Introduction: A recent systematic literature review (Betts M, et al . Clin Ther 2020;42:322-337) perceived that in the past 2 decades, advancements in the treatment and management of β-thalassemia have resulted in improvements in iron control. However, clinical complications, including alloimmunization, iron overload, and resultant cardiac and liver disease, remain a challenge. While red blood cell (RBC) transfusions are used to treat anemia in patients with β-thalassemia, those who are transfusion dependent reported poorer health-related quality of life (HRQoL) compared with the US general population. The literature misses a holistic understanding of the humanistic, psychosocial, and psychological burden of transfusion dependency in β-thalassemia in terms of the impact of disease and treatment on patients' daily lives, distress arising from the possibility of adverse events, and comorbidities.

Methods: First, concept elicitation qualitative interviews (n=3) and cognitive pre-test interviews (n=3) were conducted with patients from the Cooley's Anemia Foundation (CAF) to test and revise a 30-minute web-based patient survey questionnaire for clarity and relevance. Following, a larger cross-sectional study included adult patients with β-thalassemia in the USA identified by the CAF. Patients were recruited via email invitation or social media, and invited by CAF to take the survey, at which point informed consent was obtained. Inclusion criteria included ≥18 years of age, self-reported physician diagnosis of β-thalassemia, and ≥1 RBC transfusion in the past 6 months. Survey instruments included the Functional Assessment of Cancer Therapy-Anemia (FACT-An), Patient Health Questionnaire-9 (PHQ-9), Generalized Anxiety Disorder-7 (GAD-7), ad hoc questions around patient treatment experience, side effects resulting from β-thalassemia treatment, and psychological burden due to treatment. All results were reported descriptively, with frequency counts and percentages for categorical/ordinal data and mean and standard deviations (SD) for continuous data.
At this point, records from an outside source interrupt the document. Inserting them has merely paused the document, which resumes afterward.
PR #15186, opened 2021-01-21
Fix TestSystemInfo.testCPUSecurityMitigationsDetect flake

martinpitt:
The first commit is good, and will fix the follow-up errors that we see often:
```
subprocess.CalledProcessError: Command 'if selinuxenabled 2>/dev/null; then chcon --reference /proc/cmdline /run/cmdline; fi && mount --bind /run/cmdline /proc/cmdline' returned non-zero exit status 32.
```

But the initial failure is in b.reload():
```
{"exceptionId":1,"text":"Uncaught (in promise)","lineNumber":0,"columnNumber":0,"scriptId":"1","url":"http://127.0.0.2:9191/cockpit/$91dd94251495964ea7683d4428bfbe9207ff1951456cd17b1642ef718eb9f1c5/system/hwinfo.html#/","exception":{"type":"object","className":"te","description":"te","objectId":"{\"injectedScriptId\":14,\"id\":1}","preview":{"type":"object","description":"te","overflow":false,"properties":[{"name":"problem","type":"string","value":"internal-error"},{"name":"exit_status","type":"number","value":"-1"},{"name":"exit_signal","type":"object","value":"null","subtype":"null"},{"name":"message","type":"string","value":"Internal error"},{"name":"toString","type":"function","value":""}]}},"executionContextId":14}
  File "/usr/lib64/python3.9/unittest/case.py", line 550, in _callTestMethod
    method()
  File "/work/cockpit-project/bots/make-checkout-workdir/test/verify/check-system-info", line 512, in testCPUSecurityMitigationsDetect
    spoof_threads(2, True, True, 'param1 param2 nosmt param3=value3')
  File "/work/cockpit-project/bots/make-checkout-workdir/test/verify/check-system-info", line 493, in spoof_threads
    b.reload()
  File "/work/cockpit-project/bots/make-checkout-workdir/test/common/testlib.py", line 139, in reload
    self.wait_js_cond("ph_select('iframe.container-frame').every(function (e) { return e.getAttribute('data-loaded'); })")
  File "/work/cockpit-project/bots/make-checkout-workdir/test/common/testlib.py", line 382, in wait_js_cond
    result = self.cdp.invoke("Runtime.evaluate",
  File "/work/cockpit-project/bots/make-checkout-workdir/test/common/cdp.py", line 109, in invoke
    res = self.command(cmd)
  File "/work/cockpit-project/bots/make-checkout-workdir/test/common/cdp.py", line 136, in command
RuntimeError: te
```

This is absolutely useless. I temporarily enabled debug builds for all OSes, and want to catch it in the act, to hopefully get a better exception. Running all the check-system-info tests three times here should certainly help. It only happens on centos-8-stream and rhel-8-4, apparently not anywhere else according to our flake stats.

### DIFF
--- a/test/verify/check-system-info
+++ b/test/verify/check-system-info
@@ -479,9 +479,7 @@ class TestSystemInfo(MachineCase):
         m = self.machine
 
         self.restore_dir("/usr/local/bin")
-
-        self.login_and_go('/system/hwinfo')
-        b.wait_in_text("#hwinfo", "CPU")
+        m.start_cockpit()
 
         def spoof_threads(threads_per_core, expect_link_present, expect_smt_state=None, cmdline=None):
             m.write('/usr/local/bin/lscpu', lscpu.format(threads_per_core))
@@ -492,8 +490,7 @@ class TestSystemInfo(MachineCase):
                 m.execute('mount --bind /run/cmdline /proc/cmdline && rm /run/cmdline')
 
             try:
-                b.reload()
-                b.enter_page('/system/hwinfo')
+                b.login_and_go('/system/hwinfo')
 
                 if not expect_link_present:
                     b.wait_visible('#hwinfo th:contains(CPU)')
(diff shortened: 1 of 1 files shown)


martinpitt:
I retried several times, but I can't get it to crash in debug mode on the infra (of course!), and I can't get it to crash locally either. I tried building in debug, production mode, pre-running VM, freshly started VM, one or two parallel VMs, and manually hitting reload in my browser like a crazy person. So, plan B :grin:

martinpitt:
The check-system-info tests succeeded in all 45 cases.

marusak (approved):
nice, thanks for looking into it!

PR #15197, opened 2021-01-21
tests: remove no_retry_when_changed from  check-machines-storage-pools

KKoukiou:
Let's see how this behaves.

### DIFF
--- a/pkg/machines/components/storagePools/storagePool.jsx
+++ b/pkg/machines/components/storagePools/storagePool.jsx
@@ -64,26 +64,18 @@ export const getStoragePoolRow = ({ storagePool, vms, dispatch, onAddErrorNotifi
                    }))} />
     );
 
-    const overviewTabName = (
-        <div id={`${idPrefix}-overview`}>
-            {_("Overview")}
-        </div>
-    );
-    const storageVolsTabName = (
-        <div id={`${idPrefix}-storage-volumes`}>
-            {_("Storage volumes")}
-        </div>
-    );
     const tabRenderers = [
         {
-            name: overviewTabName,
+            name: _("Overview"),
             renderer: StoragePoolOverviewTab,
-            data: { storagePool }
+            data: { storagePool },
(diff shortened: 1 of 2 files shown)


martinpitt:
@KKoukiou : This doesn't work. We only do the "run tests three times" if ≤ 3 tests got changed in the PR. Otherwise we consider it a "PR that does a major test reorganization" and don't penalize it by requiring that basically *all* tests have to succeed three times in a row. You need to split this up into several smaller PRs. That makes sense anyway, to be able to investigate things in smaller bites.

KKoukiou:
> @KKoukiou : This doesn't work. We only do the "run tests three times" if ≤ 3 tests got changed in the PR. Otherwise we consider it a "PR that does a major test reorganization" and don't penalize it by requiring that basically _all_ tests have to succeed three times in a row. You need to split this up into several smaller PRs. That makes sense anyway, to be able to investigate things in smaller bites.

Oh did not know what, thanks for the clarification.

martinpitt:
@KKoukiou : FYI, that is done [here](https://github.com/cockpit-project/cockpit/blob/master/test/common/run-tests#L216)

marusak:
> We only do the "run tests three times" if ≤ 3 tests got changed in the PR.

3 files not tests, so you can do it in 3 files at once here.

KKoukiou:
> > We only do the "run tests three times" if ≤ 3 tests got changed in the PR.
> 
> 3 files not tests, so you can do it in 3 files at once here.

sure I understood it, I just actually think it makes sense to merge one by one the PRs for the removal of the decorators for the machines tests. I don't have high expectation for their stability.

martinpitt (approved):
Very nice! One down, 8 to go -- and it's good to start with the ones that are already stable, to avoid regressing those. Tests have not fully finished yet, but are looking good so far.

martinpitt (approved):
Epharisto!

Results: Overall, 100 patients in the USA completed the survey; 65% were female, average age was 36.0 (SD=10.4) years, 42% were Asian/Pacific Islander, and 33% reported a household income of USD 100,000 or more. On average, patients had been diagnosed with β-thalassemia for 34.4 (SD=10.3) years and received 9.6 (SD=4.3) RBC transfusions in the past 6 months. Among all patients, 70% reported moderate to extremely high burden of RBC transfusions, 81% reported experiencing iron overload due to RBC transfusion, and 42% reported not being as social with friends/family due to the time needed for RBC transfusions and the associated recovery time. Over 50% of patients reported mild to severe depression (52%) via PHQ-9 and anxiety (53%) via GAD-7 symptoms over the previous 2 weeks. The FACT-An (0-188), where higher scores indicate better outcomes, average score was 132 (SD=33.5), while fatigue symptoms (0-52) average score was 33.3 (SD=12.3), and anemia symptoms (0-28) average score was 20.4 (SD=5.5) in the past 7 days. A week prior to receiving an RBC transfusion, 18% of patients reported their overall health as "very well" versus 52% 1 week after an RBC transfusion.

Conclusions: Although upon RBC transfusion HRQoL temporarily improves, overall, these results demonstrated patients with transfusion-dependent β-thalassemia experienced poor health prior to RBC transfusion, mild to severe depression and anxiety, increased psychological burden, and suboptimal HRQoL. These findings contribute to the understanding of the humanistic and psychological burden of RBC transfusion dependency in patients with β-thalassemia and suggest that new treatment options that can improve outcomes in this population are needed.